Mit dem Apothekenversorgung-Weiterentwicklungsgesetz (ApoVWG) wurde beschlossen, für einen befristeten Zeitraum auf exklusive Rabattverträge über Biosimilars zu verzichten. Die Wirkungen der Regelung und die Marktentwicklung sollen nach einem Jahr evaluiert werden. Mit. der Regelung soll der besonderen Dynamik im Bereich der Biosimilars sowie der großen Bedeutung resilienter Produktionsstrukturen und der Biotechnologie Rechnung getragen werden. „Ziel ist ausdrücklich, mehrere Anbieter mit Biosimilar-Produktion in Deutschland beziehungsweise der Europäischen Union zu erhalten und damit die Versorgungssicherheit nachhaltig zu stärken. Weiterhin möglich bleiben Open-House-Verträge“, so BMG-Abteilungsleiter Thomas Müller in seinem Brief an die Kassen.

„Diese getroffene Regelung ist von zentraler Bedeutung mit Blick auf den Erhalt des Biosimilar-Marktes und damit insbesondere die Versorgungssicherheit in Deutschland dauerhaft zu gewährleisten“, so Müller weiter.
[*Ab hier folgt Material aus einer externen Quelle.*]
PR #4813, opened 2015-11-10
Places and Recent should not show icon if CATEGORY_ICON_SIZE = 0

A-Shahbazi:
I didn't want the category icons in menu applet to show up so I set CATEGORY_ICON_SIZE = 0 but places and recent items where still showing icons.

### DIFF
--- a/files/usr/share/cinnamon/applets/menu@cinnamon.org/applet.js
+++ b/files/usr/share/cinnamon/applets/menu@cinnamon.org/applet.js
@@ -790,9 +790,11 @@ PlaceCategoryButton.prototype = {
         this.actor.set_style_class_name('menu-category-button');
         this.actor._delegate = this;
         this.label = new St.Label({ text: _("Places"), style_class: 'menu-category-button-label' });
+        if (CATEGORY_ICON_SIZE > 0){
         this.icon = new St.Icon({icon_name: "folder", icon_size: CATEGORY_ICON_SIZE, icon_type: St.IconType.FULLCOLOR});
         this.addActor(this.icon);
         this.icon.realize();
+        }
         this.addActor(this.label);
         this.label.realize();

Zwischenzeitlich sei aber öffentlich bekannt geworden, dass mehrere Kassenverbände beziehungsweise Dienstleister Ausschreibungen zu exklusiven Rabattverträgen für Biosimilars gestartet und in einem Fall bereits bezuschlagt hätten. „Dies geschah ungeachtet dessen, dass das BMG mit den Beteiligten bereits im Januar 2026 im Rahmen des Fachgesprächs ,Biosimilars' die Thematik diskutiert und gesetzliche Änderungen ausdrücklich in Aussicht gestellt hatte.“

Mit dem Beschluss des ApoVWG im Bundestages sei nun klargestellt, dass die Versorgungssicherheit bei Biosimilars sowie der Erhalt eines resilienten Marktes Vorrang vor exklusiven Rabattvertragsmodellen haben sollten. „Laufende Ausschreibungsverfahren zu exklusiven Rabattverträgen stehen daher nicht nur im Widerspruch zur Zielrichtung der beschlossenen Regelung, sondern drohen auch, die vom Gesetzgeber ausdrücklich gewollte Marktstruktur und Versorgungsresilienz zu beeinträchtigen.“

Daher fordere er die Kassen nachdrücklich auf, bereits eingeleitete Vergabeverfahren, die noch nicht bezuschlagt wurden, unverzüglich einzustellen. „Das Festhalten an laufenden Ausschreibungsverfahren steht in Widerspruch zu dem Gesetzesbeschluss des Deutschen Bundestages und konterkariert die Absicht des Gesetzgebers.“ Außerdem bitte er darum, auch im Fall des bereits bezuschlagten Verfahrens, dessen Vertragslaufzeit aber noch nicht begonnen habe, „die rechtlichen Einstellungs- beziehungsweise Rückabwicklungsmöglichkeiten“ zu prüfen.